Data supplied section start

PR #149, opened 2015-04-22
Rename uuid field to just id

pedro:
Calling the primary row identifier "uuid" is weird - that is definitely the column type, but not a good name/label.

This becomes very clear when doing associations: feels weird to call an association column `author_uuid`, for instance.

### DIFF
--- a/lib/pliny/templates/endpoint_scaffold.erb
+++ b/lib/pliny/templates/endpoint_scaffold.erb
@@ -18,19 +18,19 @@ module Endpoints
       end
 
       get "/:id" do |id|
-        <%= field_name %> = <%= singular_class_name %>.first(uuid: id) || halt(404)
+        <%= field_name %> = <%= singular_class_name %>.first(id: id) || halt(404)
         encode serialize(<%= field_name %>)
       end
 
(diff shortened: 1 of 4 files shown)


brandur:
Yeah, +1! Should we do a major version bump or something for compatibility?

pedro:
Good question, semver is pretty clear, but these things all seem like gray area to me with Pliny... This change is backwards compatible in the sense that it won't affect apps relying on Pliny today, but not in the sense that developers relying on the default values might end up with inconsistencies.

So I think it could go either way, but seeing that Pliny is still going through some pretty big changes I think a minor would be enough. Thoughts?

brandur:
Yeah, good point that it won't actually break anyone, but rather leave them with slightly inconsistent schemas.

> Thoughts?

I'm pretty much neutral on this one. I like `id` better, but am also a bit sensitive to alienating existing users. That said, most users are likely to modify a generated schema before running it, so maybe it's not that big of a problem.

pedro:
Cool, +1 merging then. I think a minor version bump will be enough in this case but let me know if you want to go for a major.

PR #150, opened 2015-04-22
Always include rack test methods

pedro:
Just seems to make things so much simpler; in practice I don't see issues in having these defined for model specs.

Thoughts @brandur ?

### DIFF
--- a/lib/pliny/templates/endpoint_acceptance_test.erb
+++ b/lib/pliny/templates/endpoint_acceptance_test.erb
@@ -2,7 +2,6 @@ require "spec_helper"
 
 describe Endpoints::<%= plural_class_name %> do
   include Committee::Test::Methods
-  include Rack::Test::Methods
 
   def app
     Routes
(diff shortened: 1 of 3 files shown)


bjeanes:
Hmm... This seems like it could present some pretty surprising situations. What are you trying to address with this change?

pedro:
Just hate seeing this include in 20 files when I've always had it once in `spec_helper` without issues.

Have you ran into surprises from this before?

bjeanes:
This exactly, no, but plenty of times with implicit or hidden dependencies. Personally, I prefer the explicitness, even if it is a bit repetitive. I'd argue that it's simpler, even if it's more LOC.

brandur:
@pedro I agree with @bjeanes on this one! In general the repetitiveness may seem a little severe, but in my experience this is just one of those areas that you'll just never have to change. The chances are that those redundant includes will sit there without causing any significant harm until the end of time, and during that span they might help someone who's a beginner to the project glean a tiny bit of understanding into how these tests actually work. If you really want to switch out the web testing framework; I guess that's what `sed` is for ;)

+1 if you feel particularly strongly about it though.

pedro:
Cool! I'm generally in for explicit code, but will allow for some flexibility in tests.

That said I definitely don't feel strongly about this, in particular because the code is generated :} Lets keep it in then!

Thanks folks.

PR #153, opened 2015-04-23
Fix db:rollback

pedro:
Noticed `rake db:rollback` was nuking all my tables... I think this code used to work for sequential migrations (eg: `1_create_table_foo`), but wasn't adapted for timestamp based migrations.

This is quite verbose, but looking in [Sequel's source](https://github.com/jeremyevans/sequel/blob/master/lib/sequel/extensions/migration.rb) I didn't find a way to make this cleaner; thought about instantiating the actual `TimestampMigrator` but that seems like an internal class that we shouldn't rely on.

### DIFF
--- a/.travis.yml
+++ b/.travis.yml
@@ -6,6 +6,8 @@ rvm:
   - 1.9.3
 addons:
   postgresql: '9.3'
+before_script:
+  - createdb pliny-gem-test
 sudo: false
 cache: bundler
 notifications:
--- a/lib/pliny/db_support.rb
+++ b/lib/pliny/db_support.rb
@@ -23,6 +23,16 @@ module Pliny
       Sequel::Migrator.apply(db, "./db/migrate")
     end
 
+    def rollback
+      migrations = Dir["./db/migrate/*.rb"].map { |f| File.basename(f).to_i }.sort
+      current = db[:schema_migrations].order(Sequel.desc(:filename)).first[:filename].to_i
+      target = 0 # by default, rollback everything
+      if i = migrations.index(current)
+        target = migrations[i - 1] || 0
+      end
+      Sequel::Migrator.apply(db, "./db/migrate", target)
+    end
+
     def disconnect
       @db.disconnect
     end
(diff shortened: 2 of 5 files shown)


brandur:
> Noticed rake db:rollback was nuking all my tables... I think this code used to work for sequential migrations (eg: 1_create_table_foo), but wasn't adapted for timestamp based migrations.

Hah, sounds about right.

Looks awesome! A couple notes:

1. We may want to just rollback a single step by default. Rollbacks can be pretty constructive, so some measure of conservatism here might be a good idea.
2. More complicated task bodies like this with no tests are starting to make me a bit nervous ;)

pedro:
> We may want to just rollback a single step by default. Rollbacks can be pretty constructive, so some measure of conservatism here might be a good idea.

Hmm this should be rolling back a single step. Do you mean it should have some checks for extra security?

> More complicated task bodies like this with no tests are starting to make me a bit nervous ;)

Oh man, +1. I put this together to continue moving on with my project but it's about time we wrap all of this migration goodness in a proper class with tests. I'll add these next, lets keep this open.

brandur:
> Hmm this should be rolling back a single step. Do you mean it should have some checks for extra security?

Ah! Sorry, I saw this comment in there:

``` ruby
target = 0 # by default, rollback everything
```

Data supplied section end

The entries shown above must be reproduced in full, exactly as written.

PR #149, opened 2015-04-22
Rename uuid field to just id

pedro:
Calling the primary row identifier "uuid" is weird - that is definitely the column type, but not a good name/label.

This becomes very clear when doing associations: feels weird to call an association column `author_uuid`, for instance.

### DIFF
--- a/lib/pliny/templates/endpoint_scaffold.erb
+++ b/lib/pliny/templates/endpoint_scaffold.erb
@@ -18,19 +18,19 @@ module Endpoints
       end
 
       get "/:id" do |id|
-        <%= field_name %> = <%= singular_class_name %>.first(uuid: id) || halt(404)
+        <%= field_name %> = <%= singular_class_name %>.first(id: id) || halt(404)
         encode serialize(<%= field_name %>)
       end
 
(diff shortened: 1 of 4 files shown)


brandur:
Yeah, +1! Should we do a major version bump or something for compatibility?

pedro:
Good question, semver is pretty clear, but these things all seem like gray area to me with Pliny... This change is backwards compatible in the sense that it won't affect apps relying on Pliny today, but not in the sense that developers relying on the default values might end up with inconsistencies.

So I think it could go either way, but seeing that Pliny is still going through some pretty big changes I think a minor would be enough. Thoughts?

brandur:
Yeah, good point that it won't actually break anyone, but rather leave them with slightly inconsistent schemas.

> Thoughts?

I'm pretty much neutral on this one. I like `id` better, but am also a bit sensitive to alienating existing users. That said, most users are likely to modify a generated schema before running it, so maybe it's not that big of a problem.

pedro:
Cool, +1 merging then. I think a minor version bump will be enough in this case but let me know if you want to go for a major.

PR #150, opened 2015-04-22
Always include rack test methods

pedro:
Just seems to make things so much simpler; in practice I don't see issues in having these defined for model specs.

Thoughts @brandur ?

### DIFF
--- a/lib/pliny/templates/endpoint_acceptance_test.erb
+++ b/lib/pliny/templates/endpoint_acceptance_test.erb
@@ -2,7 +2,6 @@ require "spec_helper"
 
 describe Endpoints::<%= plural_class_name %> do
   include Committee::Test::Methods
-  include Rack::Test::Methods
 
   def app
     Routes
(diff shortened: 1 of 3 files shown)


bjeanes:
Hmm... This seems like it could present some pretty surprising situations. What are you trying to address with this change?

pedro:
Just hate seeing this include in 20 files when I've always had it once in `spec_helper` without issues.

Have you ran into surprises from this before?

bjeanes:
This exactly, no, but plenty of times with implicit or hidden dependencies. Personally, I prefer the explicitness, even if it is a bit repetitive. I'd argue that it's simpler, even if it's more LOC.

brandur:
@pedro I agree with @bjeanes on this one! In general the repetitiveness may seem a little severe, but in my experience this is just one of those areas that you'll just never have to change. The chances are that those redundant includes will sit there without causing any significant harm until the end of time, and during that span they might help someone who's a beginner to the project glean a tiny bit of understanding into how these tests actually work. If you really want to switch out the web testing framework; I guess that's what `sed` is for ;)

+1 if you feel particularly strongly about it though.

pedro:
Cool! I'm generally in for explicit code, but will allow for some flexibility in tests.

That said I definitely don't feel strongly about this, in particular because the code is generated :} Lets keep it in then!

Thanks folks.

PR #153, opened 2015-04-23
Fix db:rollback

pedro:
Noticed `rake db:rollback` was nuking all my tables... I think this code used to work for sequential migrations (eg: `1_create_table_foo`), but wasn't adapted for timestamp based migrations.

This is quite verbose, but looking in [Sequel's source](https://github.com/jeremyevans/sequel/blob/master/lib/sequel/extensions/migration.rb) I didn't find a way to make this cleaner; thought about instantiating the actual `TimestampMigrator` but that seems like an internal class that we shouldn't rely on.

### DIFF
--- a/.travis.yml
+++ b/.travis.yml
@@ -6,6 +6,8 @@ rvm:
   - 1.9.3
 addons:
   postgresql: '9.3'
+before_script:
+  - createdb pliny-gem-test
 sudo: false
 cache: bundler
 notifications:
--- a/lib/pliny/db_support.rb
+++ b/lib/pliny/db_support.rb
@@ -23,6 +23,16 @@ module Pliny
       Sequel::Migrator.apply(db, "./db/migrate")
     end
 
+    def rollback
+      migrations = Dir["./db/migrate/*.rb"].map { |f| File.basename(f).to_i }.sort
+      current = db[:schema_migrations].order(Sequel.desc(:filename)).first[:filename].to_i
+      target = 0 # by default, rollback everything
+      if i = migrations.index(current)
+        target = migrations[i - 1] || 0
+      end
+      Sequel::Migrator.apply(db, "./db/migrate", target)
+    end
+
     def disconnect
       @db.disconnect
     end
(diff shortened: 2 of 5 files shown)


brandur:
> Noticed rake db:rollback was nuking all my tables... I think this code used to work for sequential migrations (eg: 1_create_table_foo), but wasn't adapted for timestamp based migrations.

Hah, sounds about right.

Looks awesome! A couple notes:

1. We may want to just rollback a single step by default. Rollbacks can be pretty constructive, so some measure of conservatism here might be a good idea.
2. More complicated task bodies like this with no tests are starting to make me a bit nervous ;)

pedro:
> We may want to just rollback a single step by default. Rollbacks can be pretty constructive, so some measure of conservatism here might be a good idea.

Hmm this should be rolling back a single step. Do you mean it should have some checks for extra security?

> More complicated task bodies like this with no tests are starting to make me a bit nervous ;)

Oh man, +1. I put this together to continue moving on with my project but it's about time we wrap all of this migration goodness in a proper class with tests. I'll add these next, lets keep this open.

brandur:
> Hmm this should be rolling back a single step. Do you mean it should have some checks for extra security?

Ah! Sorry, I saw this comment in there:

``` ruby
target = 0 # by default, rollback everything
```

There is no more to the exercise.